* [DESCRIPTION OF THE TASK]:
How many lines in the material below contain the string "private"? Answer with the number alone.

* [MATERIAL PROVIDED]:
PR #597, opened 2025-10-02
Feature: Inline functions

### LINKED ISSUE #554: Make imports faster
- private imports within imported code (fastConstrainAST) can be ignored
- non-inline function content within imported code (fastConstrainAST) can be ignored

### LINKED ISSUE #588: Implement `@inline` attribute
This attribute on public function definitions allows other modules to also import the implementation of the function, so it can be optimized/inlined by LLVM.
It also changes the linkage of the function to use ODR (like the C++ inline keyword)

Snowy1803:
Closes #588: Implement inline attribute
Closes #554: Implement fastConstrainAST

Compiling a simple `test/functional/helloworld.glu` goes from 0.51s to 0.15s, a **70%** reduction in compile time. The reduction would be even greater for a file importing a lot of different modules.

This also adds support for delaying processing of private imports. This means that cyclic dependencies are now supported, as long as the imports are private.

### DIFF
--- a/include/AST/Attributes.def
+++ b/include/AST/Attributes.def
@@ -5,5 +5,6 @@
 
 ATTRIBUTE_KIND(NoMangling, "no_mangling", FunctionAttachment)
 ATTRIBUTE_KIND(CVariadic, "c_variadic", FunctionPrototypeAttachment)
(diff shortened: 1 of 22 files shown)


Snowy1803:
TODO: Using private imports within inline functions is broken

badermarouan (approved):

PR #598, opened 2025-10-02
Add attributes to all Declarations

### LINKED ISSUE #591: Add AttributeList to all DeclBase
AttributeList should be a member of DeclBase as all declarations can have attributes
AttributeChecker Sema pass should be updated to handle all kinds of declarations

Snowy1803:
Closes #591


LindonAliu (approved):
lgtm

* [ANSWER FOR THIS EXERCISE]:
3